**Work required**
Whenever a line below mentions the word "dbus", that line should be copied.

**Records for the exercise**
PR #41, opened 2019-10-29
Extend _dbus with dbus-launch completion

psprint:
Extension of the dbus completion with support of dbus-launch command. Follow up to https://github.com/zsh-users/zsh-completions/pull/661.


okapia:
That looks good. Merged in 2c94b59. Thanks for the contribution.

psprint:
N/p, thanks for merging.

**The answer**
Extend _dbus with dbus-launch completion
Extension of the dbus completion with support of dbus-launch command. Follow up to https://github.com/zsh-users/zsh-completions/pull/661.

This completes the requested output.